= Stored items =
Issue #12225, opened 2018-12-19
Refresh workspace activity during runtime restore on workspace master startup


skabashnyuk:
### Description
I've noticed the situation when we have a lot of restored workspaces on startup
of workspace master after OOM crash, however number of them are not reduced after default activity timeout.
I suspect that during previous crashes we lost the fact that workspace is active. 
The goal of this task is to tick workspace activity on restore so if no activity happened
from the workspace, during the timeout, we can easily suspend it.

metlos:
Closing as the PR is merged.

PR #12387, opened 2019-01-11
Make activity manager participate in recovering the workspaces during startup.

metlos:
### What does this PR do?

Makes the workspace activity manager participate on the workspace recovery during startup, making sure that the workspace expiration and activity corresponds to the true state of workspaces as detected in the infrastructure.

#12225

#### Release Notes
N/A, not user facing

### DIFF
--- a/wsmaster/che-core-api-workspace-activity/src/main/java/org/eclipse/che/api/workspace/activity/InmemoryWorkspaceActivityDao.java
+++ b/wsmaster/che-core-api-workspace-activity/src/main/java/org/eclipse/che/api/workspace/activity/InmemoryWorkspaceActivityDao.java
@@ -16,6 +16,7 @@ import java.util.Map;
 import java.util.concurrent.ConcurrentHashMap;
 import java.util.stream.Collectors;
 import javax.inject.Singleton;
+import org.eclipse.che.api.core.ConflictException;
 import org.eclipse.che.api.core.Page;
 import org.eclipse.che.api.core.ServerException;
 import org.eclipse.che.api.core.model.workspace.WorkspaceStatus;
@@ -137,6 +138,15 @@ public class InmemoryWorkspaceActivityDao implements WorkspaceActivityDao {
   @Override
   public void removeActivity(String workspaceId) throws ServerException {
     workspaceActivities.remove(workspaceId);
+  }
+
+  @Override
+  public void createActivity(WorkspaceActivity activity) throws ConflictException {
+    if (workspaceActivities.containsKey(activity.getWorkspaceId())) {
+      throw new ConflictException("Already exists.");
+    } else {
+      workspaceActivities.put(activity.getWorkspaceId(), activity);
+    }
   }
 
   private boolean isGreater(Long value, long threshold) {
--- a/wsmaster/che-core-api-workspace-activity/src/main/java/org/eclipse/che/api/workspace/activity/WorkspaceActivityChecker.java
+++ b/wsmaster/che-core-api-workspace-activity/src/main/java/org/eclipse/che/api/workspace/activity/WorkspaceActivityChecker.java
@@ -33,8 +33,8 @@ import org.slf4j.LoggerFactory;
 
 /**
  * Is in charge of checking the validity of the workspace activity records. The sole important
- * method is {@link #validate()} which is run on a schedule to periodically check the validity
- * of the records and report the potential error conditions.
+ * method is {@link #validate()} which is run on a schedule to periodically check the validity of
+ * the records and report the potential error conditions.
  *
  * @author Lukas Krejci
  */
--- a/wsmaster/che-core-api-workspace-activity/src/main/java/org/eclipse/che/api/workspace/activity/WorkspaceActivityChecker.java
+++ b/wsmaster/che-core-api-workspace-activity/src/main/java/org/eclipse/che/api/workspace/activity/WorkspaceActivityChecker.java
@@ -86,6 +86,11 @@ public class WorkspaceActivityChecker {
   void validate() {
     try {
       stopAllExpired();
+    } catch (ServerException e) {
+      LOG.error(e.getLocalizedMessage(), e);
+    }
+
+    try {
       checkActivityRecordValidity();
     } catch (ServerException e) {
       LOG.error(e.getLocalizedMessage(), e);
--- a/wsmaster/che-core-api-workspace-activity/src/main/java/org/eclipse/che/api/workspace/activity/WorkspaceActivityChecker.java
+++ b/wsmaster/che-core-api-workspace-activity/src/main/java/org/eclipse/che/api/workspace/activity/WorkspaceActivityChecker.java
@@ -1,0 +1,412 @@
+/*
+ * Copyright (c) 2012-2018 Red Hat, Inc.
+ * This program and the accompanying materials are made
+ * available under the terms of the Eclipse Public License 2.0
+ * which is available at https://www.eclipse.org/legal/epl-2.0/
+ *
+ * SPDX-License-Identifier: EPL-2.0
+ *
+ * Contributors:
+ *   Red Hat, Inc. - initial API and implementation
+ */
+package org.eclipse.che.api.workspace.activity;
+
+import static java.util.Collections.singletonMap;
+import static org.eclipse.che.api.workspace.shared.Constants.WORKSPACE_STOPPED_BY;
+import static org.eclipse.che.api.workspace.shared.Constants.WORKSPACE_STOP_REASON;
+
+import com.google.common.annotations.VisibleForTesting;
+import com.google.inject.Inject;
+import com.google.inject.Singleton;
+import java.time.Clock;
+import org.eclipse.che.api.core.ConflictException;
+import org.eclipse.che.api.core.NotFoundException;
+import org.eclipse.che.api.core.ServerException;
+import org.eclipse.che.api.core.model.workspace.Workspace;
+import org.eclipse.che.api.core.model.workspace.WorkspaceStatus;
+import org.eclipse.che.api.workspace.server.WorkspaceManager;
+import org.eclipse.che.api.workspace.server.WorkspaceRuntimes;
+import org.eclipse.che.api.workspace.shared.Constants;
+import org.eclipse.che.commons.schedule.ScheduleDelay;
+import org.slf4j.Logger;
+import org.slf4j.LoggerFactory;
+
+/**
+ * Is in charge of checking the validity of the workspace activity records. The sole important
+ * method is {@link #validate()} which is run on a schedule to periodically check the validity
+ * of the records and report the potential error conditions.
+ *
+ * @author Lukas Krejci
+ */
+@Singleton
+public class WorkspaceActivityChecker {
+
+  private static final Logger LOG = LoggerFactory.getLogger(WorkspaceActivityChecker.class);
+  private static final String ACTIVITY_CHECKER = "activity-checker";
+
+  private final WorkspaceActivityDao activityDao;
+  private final WorkspaceManager workspaceManager;
+  private final WorkspaceRuntimes workspaceRuntimes;
+  private final WorkspaceActivityManager workspaceActivityManager;
+  private final Clock clock;
+
+  @Inject
+  public WorkspaceActivityChecker(
+      WorkspaceActivityDao activityDao,
+      WorkspaceManager workspaceManager,
+      WorkspaceRuntimes workspaceRuntimes,
+      WorkspaceActivityManager workspaceActivityManager) {
+    this(
+        activityDao,
+        workspaceManager,
+        workspaceRuntimes,
+        workspaceActivityManager,
+        Clock.systemDefaultZone());
+  }
+
+  @VisibleForTesting
+  WorkspaceActivityChecker(
+      WorkspaceActivityDao activityDao,
+      WorkspaceManager workspaceManager,
+      WorkspaceRuntimes workspaceRuntimes,
+      WorkspaceActivityManager workspaceActivityManager,
+      Clock clock) {
+
+    this.activityDao = activityDao;
+    this.workspaceManager = workspaceManager;
+    this.workspaceRuntimes = workspaceRuntimes;
+    this.workspaceActivityManager = workspaceActivityManager;
+    this.clock = clock;
+  }
+
+  @ScheduleDelay(
+      initialDelayParameterName = "che.workspace.activity_check_scheduler_delay_s",
+      delayParameterName = "che.workspace.activity_check_scheduler_period_s")
+  @VisibleForTesting
+  void validate() {
+    try {
+      stopAllExpired();
+      checkActivityRecordValidity();
+    } catch (ServerException e) {
+      LOG.error(e.getLocalizedMessage(), e);
+    }
+  }
+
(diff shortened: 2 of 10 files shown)


assembly/assembly-wsmaster-war/src/main/java/org/eclipse/che/api/deploy/WsMasterModule.java
```diff
@@ -292,6 +293,9 @@ protected void configure() {
       install(new org.eclipse.che.core.metrics.MetricsModule());
       install(new WsMasterMetricsModule());
     }
+
+    // now that everything is installed, we can recover the state of the workspaces
+    getProvider(WorkspaceManager.class).get().recover();
```
sleshchenko: Could you please provide a bit context why it is needed?
As far as I see you did not remove recovering on `PostConstruct` as well. So, now recovering it done twice, right?

metlos: Ah, that's correct, the `recover()` in `@PostConstruct` should have been removed.

metlos:
ci-test

wsmaster/che-core-api-workspace-activity/src/main/java/org/eclipse/che/api/workspace/activity/WorkspaceActivityManager.java
```diff
@@ -167,12 +171,82 @@ protected long getIdleTimeout(String wsId) {
...
+        if (idleTimeout == 0) {
+          // expiry not used at all...
+          continue;
+        }
+
+        long expectedExpiryTime =
+            valueOrDefault(activity.getLastRunning(), System.currentTimeMillis()) + idleTimeout;
+        long actualExpiryTime = valueOrDefault(activity.getExpiration(), 0);
+
+        if (actualExpiryTime != expectedExpiryTime) {
```
sleshchenko: Sorry, I don't understand this check. 

> expectedExpiryTime = valueOrDefault(activity.getLastRunning(), System.currentTimeMillis()) + idleTimeout;

I think it does not make sense to check  `System.currentTimeMillis() + idleTimeout` if `getLastRunning` is absent. 
What is the probability that expires time was set in the same millisecond?

Also, I think that that `actualExpiryTime` should not equal `activity.getLastRunning() + idleTimeout`. Because `getLastRunning` is timestamp when workspace was started, right?
If yes, then a user may use this workspace and expiration time will be updated to like `activity.getLastRunning() + 2*idleTimeout` and it's a valid case.

I mean this statement will true always when user uses workspace more than idleTimeout. I might be wrong.

wsmaster/che-core-api-workspace-activity/src/main/java/org/eclipse/che/api/workspace/activity/WorkspaceActivityManager.java
```diff
@@ -167,12 +171,82 @@ protected long getIdleTimeout(String wsId) {
...
+        } catch (ConflictException e) {
+          LOG.debug(
+              "Activity record created while we were trying to rectify its absence for a"
+                  + " running workspace {}.",
+              runningWsId);
+        }
+      } else {
+        long idleTimeout = getIdleTimeout(runningWsId);
+        if (idleTimeout == 0) {
+          // expiry not used at all...
```
sleshchenko: Why do you use `...`? Is it an incomplete sentence or you want to keep the intrigue?

wsmaster/che-core-api-workspace-activity/src/main/java/org/eclipse/che/api/workspace/activity/WorkspaceActivityManager.java
metlos: Well, you're right that I missed the fact that the expiry period is updated remotely from the clients on user activity, that's really stupid of me.

On the other hand, the code as is atm deals with the case where the expiration timestamp is not set when it should have been. For that, we need a value to set the expiration period to, and IMHO current time + the timeout is a reasonable value to use. It will be updated if there is any user activity on the workspace. This will also happen when the schedule exactly coincides with the workspace transitioning to RUNNING, but no harm should be done here - the two expiration times will be almost identical depending on which transaction commits last.

As for the `!=` - I agree that rarely we are going to see that the first time the expiry is set, it is going to be in the exact millisecond. The reason why I used `!=` here is to be able to settle on a value eventually. The silly me wanted to account for some "rogue" user setting the expiry to some distant future value, which is something that actually can't happen.

It is also obviously wrong, because it doesn't account for the updates due to the user activity - I should have used `<` instead - the expiry time should never be less than the time the workspace started + the timeout.

If it is, then the expiry must not have been set when the workspace started, which is wrong.

So IMHO, it is enough to change the code to use `actualExpiryTime < expectedExpiryTime` and it should work correctly. Also I should change the log level of the subsequent message to at least INFO or maybe even warning, because it really is an error condition that we're correcting there.

wsmaster/che-core-api-workspace-activity/src/main/java/org/eclipse/che/api/workspace/activity/WorkspaceActivityManager.java
metlos: It's just me - never want to make definitive statements ;)

sleshchenko:
Please consider adding unit tests for added functionality

wsmaster/che-core-api-workspace-activity/src/main/java/org/eclipse/che/api/workspace/activity/WorkspaceActivityManager.java
```diff
@@ -165,14 +191,282 @@ protected long getIdleTimeout(String wsId) {
...
+            maxOf(
+                activity.getCreated(),
+                activity.getLastStarting(),
+                activity.getLastRunning(),
+                activity.getLastStopping(),
+                activity.getLastStopped());
+
+        if (noLastRunningTime) {
+          rectifyNoLastRunningTime(runningWsId, activity, now, lastKnownActivity);
+        } else if (lastKnownActivity != null && lastKnownActivity > activity.getLastRunning()) {
```
metlos: This is a wrong check.

metlos: Actually, no, it is correct :smile: We're talking about a workspace that is running - i.e. it is neither starting, stopping, nor stopped according to what the runtime thinks.

wsmaster/che-core-api-workspace-activity/src/main/java/org/eclipse/che/api/workspace/activity/InmemoryWorkspaceActivityDao.java
```diff
@@ -139,6 +140,15 @@ public void removeActivity(String workspaceId) throws ServerException {
     workspaceActivities.remove(workspaceId);
   }
 
+  @Override
+  public void createActivity(WorkspaceActivity activity) throws ConflictException {
+    if (workspaceActivities.containsKey(activity.getWorkspaceId())) {
+      throw new ConflictException("Already exists.");
```
sleshchenko, line 146: Could you please add more details in error message, like
`Workspace activity record for workspace with id `%s` already exists`

wsmaster/che-core-api-workspace-activity/src/main/java/org/eclipse/che/api/workspace/activity/WorkspaceActivityManager.java
```diff
@@ -165,14 +191,276 @@ protected long getIdleTimeout(String wsId) {
   @ScheduleDelay(
       initialDelayParameterName = "che.workspace.activity_check_scheduler_delay_s",
       delayParameterName = "che.workspace.activity_check_scheduler_period_s")
-  private void invalidate() {
+  @VisibleForTesting
+  void validate() {
     try {
-      activityDao.findExpired(System.currentTimeMillis()).forEach(this::stopExpired);
+      stopAllExpired();
+      checkActivityRecordValidity();
```
sleshchenko: So many lines of code you added in `WorkspaceActivityManager`. Please consider moving it to a dedicated class.

wsmaster/che-core-api-workspace-activity/src/main/java/org/eclipse/che/api/workspace/activity/WorkspaceActivityManager.java
```diff
@@ -165,14 +191,276 @@ protected long getIdleTimeout(String wsId) {
...
     } catch (ServerException e) {
       LOG.error(e.getLocalizedMessage(), e);
     }
   }
 
+  private void stopAllExpired() throws ServerException {
+    activityDao.findExpired(clock.millis()).forEach(this::stopExpired);
+  }
+
+  private void checkActivityRecordValidity() throws ServerException {
```
sleshchenko: because of meaningful and useful comments this method is huge (~100 lines). Please consider using separate private methods, then it might looks like the following
```
private void checkActivityRecordValidity() throws ServerException {
  ...
  WorkspaceActivity activity = activityDao.findActivity(runningWsId);
  if (activity == null) {
    createMissingActivityRecord(...);
  } else {
    checkAndFixCreatedTime(activity);
    checkAndFixLastRunningTime(activity);
    checkAndFixExpirationTime(activity);
  }
} 

/**
* Makes sure activity record as at least 1 activity record - if it lacks last_running,
* we look at last_starting and if even that is not there we make sure there is at least
* created_time - the last_* are not mandatory, but the created_time should be present
*/
private void checkAndFixCreatedTime(...) {
   ...
}
```

Sorry, I did not fully analyze `checkActivityRecordValidity` method and I assume that it may not be so easy and nice looking as I described but please try.

wsmaster/che-core-api-workspace-activity/src/main/java/org/eclipse/che/api/workspace/activity/InmemoryWorkspaceActivityDao.java
metlos: As far as I looked `InmemoryWorkspaceActivityDao` is actually not used. I just didn't want to remove it as part of this PR ;)

wsmaster/che-core-api-workspace-activity/src/main/java/org/eclipse/che/api/workspace/activity/WorkspaceActivityManager.java
metlos: Done (to a large degree).

metlos:
ci-test

skabashnyuk (approved):

wsmaster/che-core-api-workspace-activity/src/main/java/org/eclipse/che/api/workspace/activity/WorkspaceActivityChecker.java
```diff
@@ -0,0 +1,412 @@
...
+    }
+
+    String wsId = activity.getWorkspaceId();
+
+    // define the error message upfront to make it easier to follow the actual logic
+    final String noActivityFoundWhileHandlingExpiration =
+        "Found no expiration time on workspace {}. No prior activity was found on the  workspace."
+            + " To restore the normal function, the expiration time has been set to {}.";
+    final String noExpirationWithoutLastRunning =
+        "Found no expiration time on workspace {} and no  record of the last time it started. The"
```
sleshchenko: Double space after `... workspace {} and no`

sleshchenko (approved):
Generally LGTM. Please take a look my inline comments

wsmaster/che-core-api-workspace-activity/src/main/java/org/eclipse/che/api/workspace/activity/WorkspaceActivityChecker.java
```diff
@@ -0,0 +1,412 @@
...
+  @ScheduleDelay(
+      initialDelayParameterName = "che.workspace.activity_check_scheduler_delay_s",
+      delayParameterName = "che.workspace.activity_check_scheduler_period_s")
+  @VisibleForTesting
+  void validate() {
+    try {
+      stopAllExpired();
+      checkActivityRecordValidity();
+    } catch (ServerException e) {
+      LOG.error(e.getLocalizedMessage(), e);
```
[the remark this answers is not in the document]
metlos: Well, I suppose we could spit that. I just considered both a part of maintaining the activity records valid.

wsmaster/che-core-api-workspace-activity/src/main/java/org/eclipse/che/api/workspace/activity/WorkspaceActivityChecker.java
```diff
@@ -0,0 +1,412 @@
...
+  private void createMissingActivityRecord(String runningWsId, long idleTimeout)
+      throws ServerException {
+    LOG.warn(
+        "Found a running workspace {} without any activity record. This shouldn't really happen"
+            + " but is being rectified by adding a new activity record for it.",
+        runningWsId);
+    try {
+      Workspace workspace = workspaceManager.getWorkspace(runningWsId);
+      long createdTime =
+          Long.parseLong(workspace.getAttributes().get(Constants.CREATED_ATTRIBUTE_NAME));
```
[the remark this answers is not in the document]
metlos: Considering https://github.com/eclipse/che/blob/master/wsmaster/che-core-api-workspace/src/main/java/org/eclipse/che/api/workspace/server/WorkspaceManager.java#L494 I thought the created attribute should never be null and always be a long.

wsmaster/che-core-api-workspace-activity/src/main/java/org/eclipse/che/api/workspace/activity/WorkspaceActivityChecker.java
```diff
@@ -0,0 +1,412 @@
...
+    }
+
+    // there was a running time before
+    return false;
+  }
+
+  private void rectifyNoLastRunningTime(
+      String runningWsId, WorkspaceActivity activity, long now, Long lastKnownActivity)
+      throws ServerException {
+    // k, so we don't have the information about when the workspace was last started here.
```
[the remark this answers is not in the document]
metlos: "k" is ok, k? Will change it :smile:

wsmaster/che-core-api-workspace-activity/src/main/java/org/eclipse/che/api/workspace/activity/WorkspaceActivityChecker.java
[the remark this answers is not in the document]
sleshchenko: Actually, it should not be null but there is no secure mechanism to guarantee that this attribute is not removed from workspace attributes, like any user is able to remove it by purpose or client like dashboard may remove it by mistake.

wsmaster/che-core-api-workspace-activity/src/main/java/org/eclipse/che/api/workspace/activity/WorkspaceActivityChecker.java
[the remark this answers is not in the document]
sleshchenko: k, o problem

metlos:
ci-test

= Work item =
Working through the records, find each line containing the word "comments" and copy it.

= Written solution =
sleshchenko: because of meaningful and useful comments this method is huge (~100 lines). Please consider using separate private methods, then it might looks like the following
Generally LGTM. Please take a look my inline comments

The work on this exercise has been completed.